Once the line containing "If rollback is" has been copied, stop; copy every line before it exactly, beginning with the first line of the material below.

*** Records shown

PR #50550, opened 2024-01-18
disttask: remove revert subtask

### LINKED ISSUE #50549: disttask: remove reverting subtask
## Enhancement
Revert subtask is used for rollback task. It's created when the task failed or cancelled on each executor node of the task, and they have the same step as the current task step. It has the following issues:
- There's no rollback in any business type now, they are only used to notify us that we need cancel other pending/running subtasks which we can do without Revert subtask.
- Even though we DO need to rollback later, there's no need to create one subtask on each node.
- Node scale in/out, and those revert subtask are not balanced, so they will block the task. And even if they are balanced to active nodes, it's meaningless to run them there.

If rollback is required later, we can:
- Have a special step to do rollback.
- Rollback shouldn't be bind to some node. We can split the rollback into multiple subtasks though.

If we want to do some cleanup(such as cleanup local sorted kv) on each node, we should do it on subtask cleanup. Or start a background routine to do it if cleanup fails, or tidb exit abnormally.

D3Hunter:

Issue Number: close #50549

Problem Summary:

### Check List

Tests 

- [x] Unit test
- [ ] Integration test
- [ ] No need to test
  > 

Side effects

Documentation

- [ ] Affects user behaviors
- [ ] Contains syntax changes

### Release note

```release-note
None
```


pkg/disttask/framework/storage/task_state.go
```diff
@@ -59,6 +59,19 @@ func (mgr *TaskManager) FailTask(ctx context.Context, taskID int64, currentState
...
 }
 
+// RevertTask implements the scheduler.TaskManager interface.
+func (mgr *TaskManager) RevertTask(ctx context.Context, taskID int64, taskState proto.TaskState, taskErr error) error {
+	_, err := mgr.ExecuteSQLWithNewSession(ctx, `
+		update mysql.tidb_global_task
+		set state = %?,
+			error = %?,
+			state_update_time = CURRENT_TIMESTAMP()
+		 where id = %? and state = %?`,
```
ywqzzy, line 69:
```suggestion
		where id = %? and state = %?`,
```

pkg/disttask/framework/testutil/task_util.go
```diff
@@ -28,12 +28,8 @@ import (
 
 // CreateSubTask adds a new task to subtask table.
 // used for testing.
-func CreateSubTask(t *testing.T, gm *storage.TaskManager, taskID int64, step proto.Step, execID string, meta []byte, tp proto.TaskType, concurrency int, isRevert bool) {
-	state := proto.SubtaskStatePending
-	if isRevert {
-		state = proto.SubtaskStateRevertPending
-	}
-	InsertSubtask(t, gm, taskID, step, execID, meta, state, tp, concurrency)
+func CreateSubTask(t *testing.T, gm *storage.TaskManager, taskID int64, step proto.Step, execID string, meta []byte, tp proto.TaskType, concurrency int) {
```
ywqzzy, line 31: This function is useless now

pkg/disttask/framework/proto/task.go
```diff
@@ -20,40 +20,37 @@ import (
...
-//		   │             │└────────►│reverting├────►│reverted│
-//		   │             ▼          └────┬────┘     └────────┘
-//		   │          ┌──────────┐    ▲  │          ┌─────────────┐
-//		   └─────────►│cancelling├────┘  └─────────►│revert_failed│
-//		              └──────────┘                  └─────────────┘
-//	 1. succeed:		pending -> running -> succeed
-//	 2. failed:			pending -> running -> reverting -> reverted/revert_failed, pending -> failed
-//	 3. canceled:		pending -> running -> cancelling -> reverting -> reverted/revert_failed
-//	 4. pause/resume:	pending -> running -> pausing -> paused -> running
+// Note: if task fail during running, it will end with `reverted` state.
```
ywqzzy, line 23:
```suggestion
// Note: if a task fails during running, it will end with `reverted` state.
```

ywqzzy (approved):

pkg/disttask/framework/testutil/task_util.go
D3Hunter: a wrapper to create pending subtask

pkg/disttask/framework/storage/table_test.go
```diff
@@ -93,12 +84,10 @@ func TestTaskTable(t *testing.T) {
...
 	require.GreaterOrEqual(t, task4[0].StateUpdateTime, task.StateUpdateTime)
 
-	prevState := task.State
-	task.State = proto.TaskStateRunning
-	retryable, err := gm.UpdateTaskAndAddSubTasks(ctx, task, nil, prevState)
+	err = gm.SwitchTaskStep(ctx, task, proto.TaskStateRunning, proto.StepOne, nil)
 	require.NoError(t, err)
-	require.True(t, retryable)
 
+	task.State = proto.TaskStateRunning
```
okJiang, line 90: how about updating state and step in `SwitchTaskStep`, and returning the new task?

okJiang (commented):
rest lgtm

pkg/disttask/framework/storage/table_test.go
D3Hunter: that's side effects we should avoid

okJiang (approved):

PR #50574, opened 2024-01-18
planner: Correct cardinality estimate for subset index match | tidb-test=pr/2286

### LINKED ISSUE #50573: Cardinality estimate can be lower for partial index match compared to full match
## Enhancement
Given a multi-column index of 3 or more columns, an index match on a subset of the full index can result in a lower cardinality (number of rows) estimate as compared to a full match on the index. It should not be possible that fewer predicates results in fewer rows qualifying (assuming the predicates in the subset are an exact match for the same columns in the superset predicates).

The below example is a simple 3 column table, with an index on all 3 columns. Rows are inserted into the table such that there are 1 million rows, but the number of distinct values of the 3 columns = 10,000.

```
tidb> select count(distinct a, b, c), count(*) from t2;
+-------------------------+----------+
| count(distinct a, b, c) | count(*) |
+-------------------------+----------+
|                   10000 |  1000000 |
+-------------------------+----------+
```

The following estimates from 2 explain statements demonstrate the problem. With 3 equal predicates on all index columns, the estimate uses 1/(index cardinality) * table cardinality = 1/10000 * 1000000 = 100 (estimate is 99.52 due to sampling from ANALYZE).

```
tidb> explain select * from t2 where a = 1 and b = 1 and c = 1;
+------------------------+---------+-----------+-------------------------------+---------------------------------------+
| id                     | estRows | task      | access object                 | operator info                         |
+------------------------+---------+-----------+-------------------------------+---------------------------------------+
| IndexReader_6          | 99.52   | root      |                               | index:IndexRangeScan_5                |
| └─IndexRangeScan_5     | 99.52   | cop[tikv] | table:t2, index:iabc(a, b, c) | range:[1 1 1,1 1 1], keep order:false |
+------------------------+---------+-----------+-------------------------------+---------------------------------------+
```

With predicates on only 2 columns, the estimate is 3.14.

```
tidb> explain select * from t2 where a = 1 and b = 1;
+------------------------+---------+-----------+-------------------------------+-----------------------------------+
| id                     | estRows | task      | access object                 | operator info                     |
+------------------------+---------+-----------+-------------------------------+-----------------------------------+
| IndexReader_6          | 3.14    | root      |                               | index:IndexRangeScan_5            |
| └─IndexRangeScan_5     | 3.14    | cop[tikv] | table:t2, index:iabc(a, b, c) | range:[1 1,1 1], keep order:false |
+------------------------+---------+-----------+-------------------------------+-----------------------------------+
```

The formula for a subset index match sorts the column cardinalities in desc sequence, and the multiplies the 1st by the sqrt of the 2nd (and continues with the 3rd root for the 3rd column, 4th root of the 4th etc).

```
tidb> select count(distinct a), count(distinct b) from t2;
+-------------------+-------------------+
| count(distinct a) | count(distinct b) |
+-------------------+-------------------+
|             10000 |              1000 |
+-------------------+-------------------+
```

1/10000 * sqrt(1/1000) * 1000000 = 3.16 (close enough to 3.14).

Table DDL follows.

```
tidb> show create table t2;
+-------+------------------------------------------------------------------------------------------------------------------------------------------------------------------------------------------------------------------+
| Table | Create Table                                                                                                                                                                                                     |
+-------+------------------------------------------------------------------------------------------------------------------------------------------------------------------------------------------------------------------+
| t2    | CREATE TABLE `t2` (
  `a` int(11) DEFAULT NULL,
  `b` int(11) DEFAULT NULL,
  `c` int(11) DEFAULT NULL,
  KEY `iabc` (`a`,`b`,`c`)
+-------+------------------------------------------------------------------------------------------------------------------------------------------------------------------------------------------------------------------+
```

terry1purcell:

Issue Number: close #50573 

Problem Summary:

Corrects an issue where the estimated number of rows can be less if predicates exist on a subset of the index columns compared to full index match.

### Check List

Tests 

- [x] Unit test
- [ ] Integration test
- [ ] No need to test
  > 

Side effects

Documentation

- [ ] Affects user behaviors
- [ ] Contains syntax changes

### Release note

```release-note
Improves the estimated number of rows when predicates exist on a subset of the full index, and the combined cardinalities of the individual columns exceed the full index cardinality. This can result in a larger estimated number of rows when predicates are applied to a subset of the full index columns.
```


winoros (approved):

pkg/planner/cardinality/row_count_index.go
```diff
@@ -478,14 +478,29 @@ func expBackoffEstimation(sctx sessionctx.Context, idx *statistics.Index, coll *
...
-	} else if l == 3 {
-		return singleColumnEstResults[0] * math.Sqrt(singleColumnEstResults[1]) * math.Sqrt(math.Sqrt(singleColumnEstResults[2])), true, nil
 	} else if l == 0 {
 		return 0, false, nil
 	}
-	return singleColumnEstResults[0] * math.Sqrt(singleColumnEstResults[1]) * math.Sqrt(math.Sqrt(singleColumnEstResults[2])) * math.Sqrt(math.Sqrt(math.Sqrt(singleColumnEstResults[3]))), true, nil
+	// Do not allow the exponential backoff to go below the available index bound. If the number of predicates
+	// is less than the number of index columns - use 90% of the bound to differentiate a subset from full index match.
+	// If there is an individual column selectivity that goes below this bound, use that selectivity only.
+	idxLowBound := max(1/float64(idx.NDV), 1/float64(coll.RealtimeCount))
```
hawkingrei, line 487:
```suggestion
	idxLowBound := 1/float64(min(idx.NDV, coll.RealtimeCount))
```

More simple.

terry1purcell: Are there situations where idx.NDV is unavailable? And will this result in us choosing an incorrect lower bound?

terry1purcell: Changed the code as recommended. But also added a check to make sure that we don't run into a divide by zero error for idx.NDV.

pkg/planner/cardinality/row_count_index.go
```diff
@@ -478,14 +478,33 @@ func expBackoffEstimation(sctx sessionctx.Context, idx *statistics.Index, coll *
...
+	// If there is an individual column selectivity that goes below this bound, use that selectivity only.
+	histNDV := coll.RealtimeCount
+	if idx.NDV > 0 {
+		histNDV = idx.NDV
+	}
+	idxLowBound := 1 / float64(min(histNDV, coll.RealtimeCount))
+	if l < len(idx.Info.Columns) {
+		idxLowBound /= 0.9
+	}
+	minTwoCol := min(singleColumnEstResults[0], min(singleColumnEstResults[1], idxLowBound))
```
time-and-fate, line 495:
```suggestion
	minTwoCol := min(singleColumnEstResults[0], singleColumnEstResults[1], idxLowBound)
```

time-and-fate (commented):
Just a golang comment. Others LGTM.
Though there should be some bad cases in theory, I think their influence and risk should be low.

pkg/planner/cardinality/row_count_index.go
terry1purcell: Applied recommended code change

hawkingrei (approved):

hawkingrei:
/hold

@elsa0520 PTAL

PR #50624, opened 2024-01-22
variable: remove `StrictSQLMode` in `variable.SessionVars`

### LINKED ISSUE #50589: remove `StrictSQLMode` in `SessionVars`
## Enhancement

`StrictSQLMode` is introduced by an earlier PR: #1263 which does not support full SQL mode. And then in PR #2739, full SQL mode is supported. Now we should guarantee that `StrictSQLMode == SQLMode.HasStrictMode()` see:

https://github.com/pingcap/tidb/blob/188726aec62936b2cf805de053cb28d7d290cd4f/pkg/sessionctx/variable/sysvar.go#L1449-L1450

However, this is not always true in the current implementation. We always forget to set `StrictSQLMode` after setting `SQLMode`, see here: https://github.com/pingcap/tidb/blob/188726aec62936b2cf805de053cb28d7d290cd4f/pkg/ddl/backfilling_scheduler.go#L163 and here: https://github.com/pingcap/tidb/blob/188726aec62936b2cf805de053cb28d7d290cd4f/br/pkg/lightning/backend/kv/session.go#L289

I'm unsure whether we have some bugs if `StrictSQLMode` is missing for these cases, but at least the above codes have some potential risks.

Since keeping two truths is so annoying and not easy to management, I think it's better to remove `StrictSQLMode` and we should always use `SQLMode` as the single truth.

lcwangchao:

Issue Number: close #50589

Problem Summary:

see description in issue

remove `StrictSQLMode` in `variable.SessionVars`

### Check List

Tests 

- [x] Unit test
- [ ] Integration test
- [ ] No need to test
  > 

Side effects

Documentation

- [ ] Affects user behaviors
- [ ] Contains syntax changes

### Release note

```release-note
None
```


hawkingrei (approved):

pkg/expression/builtin_time_test.go
```diff
@@ -41,6 +41,7 @@ import (
 
 func TestDate(t *testing.T) {
 	ctx := createContext(t)
+	ctx.GetSessionVars().SQLMode = mysql.DelSQLMode(ctx.GetSessionVars().SQLMode, mysql.ModeNoZeroDate)
```
XuHuaiyu, line 44: Why modify this

lcwangchao: The `mock.NewContext` returns a context with an empty sql mode but set `StrictSQLMode` to true in the previous implement. So in the current implementation we set SQL mode to the default `DefaultSQLMode` to make it a real strict mode to make some UT pass. 

`DefaultSQLMode` contains `NO_ZERO_DATE` date, it will cause some cases fail in this test (this test suppose `NO_ZERO_DATE` not set).

lcwangchao: But I think this line can be moved before: https://github.com/pingcap/tidb/pull/50624/files/8dc99b08aa6d569da36fc734aea6c87ff01aa88c#diff-210d7ae9ffb6cec2ad0af174f954bfcfa98ed15aa3a5efe2b831dfcefb0e20d2R231

XuHuaiyu (approved):

tangenta (approved):

PR #50643, opened 2024-01-22
executors: record the index usage in each executors

### LINKED ISSUE #50261: Record the index usages at each related executors.

YangKeao:

Issue Number: close #50261

Problem Summary:

1. Add a `IndexUsageCollector` in the `executor` package, to help dump stats info from the executor and report them to the collector in the statement. You can find the collector in `pkg/executor/internal/exec/indexusage.go`
2. Use this collector to collect the usage for each executors, include `IndexReaderExecutor`, `IndexLookUpExecutor`, `IndexMergeReaderExecutor`, `PointGetExecutor`, `BatchPointGetExecutor`.
   1. It will pre-load stats data before building the executor. See function `LoadTableStats` for each physical plan.
   2. The builder has a helper function to build the index usage collector: see `b.buildIndexUsageReporter(v)`.
   3. In the `Close` of each executor, the index usage information is uploaded.

Note: for partition table and local index, most of the time, the index usage is recorded in a partition and the percentage is calculated according to the partition size. However, for `BatchPointGet` which may access multiple partition through a single request, this PR records the stats on the table itself.

### Check List

Tests 

- [x] Unit test
- [x] Integration test
- [ ] No need to test
  > 

Side effects

### Release note

```release-note
None
```


pkg/executor/internal/exec/indexusage.go
```diff
@@ -0,0 +1,82 @@
...
+	}
+	accessRows := basic.GetActRows()
+
+	sample := indexusage.NewSample(0, uint64(kvRequestTotal), uint64(accessRows), uint64(tableRowCount))
+	e.reporter.Update(tableID, indexID, sample)
+}
+
+// getTableRowCount returns the `RealtimeCount` of a table
+func (e *IndexUsageReporter) getTableRowCount(tableID int64) (tableRowCount int64) {
+	if e.statsMap != nil {
```
qw4990, line 74: If the stats is empty or pseudo, should we skip this report operation, since it can pollute our metrics?

YangKeao: I agree with you :+1: . I'll check that the version is not `PseudoVersion`.

I think the stats shouldn't be empty. I pre-load the table statistics if it doesn't appear in the `statsMap` before building the executors. Do you mean it should be skipped when the table is empty? The current behavior is that it'll be recorded in the `100%` bucket :thinking: I think it's also fine to skip, as the definition is not so good.

YangKeao: Done

qw4990 (approved):
LGTM

pkg/statistics/handle/usage/indexusage/collector.go
```diff
@@ -232,3 +232,38 @@ func (s *SessionIndexUsageCollector) Flush() {
...
+	// here.
+	s.Lock()
+	defer s.Unlock()
+
+	idxID := GlobalIndexID{IndexID: indexID, TableID: tableID}
+	if _, ok := s.recordedIndex[idxID]; !ok {
+		sample.QueryTotal = 1
+		s.recordedIndex[idxID] = struct{}{}
+	} else {
+		sample.QueryTotal = 0
```
bb7133, line 265: IMO the logic here is a bit confusing(and tricky?), please add some comments here.

bb7133:
LGTM

bb7133 (approved):
LGTM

******

Completed task.
PR #50550, opened 2024-01-18
disttask: remove revert subtask

### LINKED ISSUE #50549: disttask: remove reverting subtask
## Enhancement
Revert subtask is used for rollback task. It's created when the task failed or cancelled on each executor node of the task, and they have the same step as the current task step. It has the following issues:
- There's no rollback in any business type now, they are only used to notify us that we need cancel other pending/running subtasks which we can do without Revert subtask.
- Even though we DO need to rollback later, there's no need to create one subtask on each node.
- Node scale in/out, and those revert subtask are not balanced, so they will block the task. And even if they are balanced to active nodes, it's meaningless to run them there.

If rollback is required later, we can:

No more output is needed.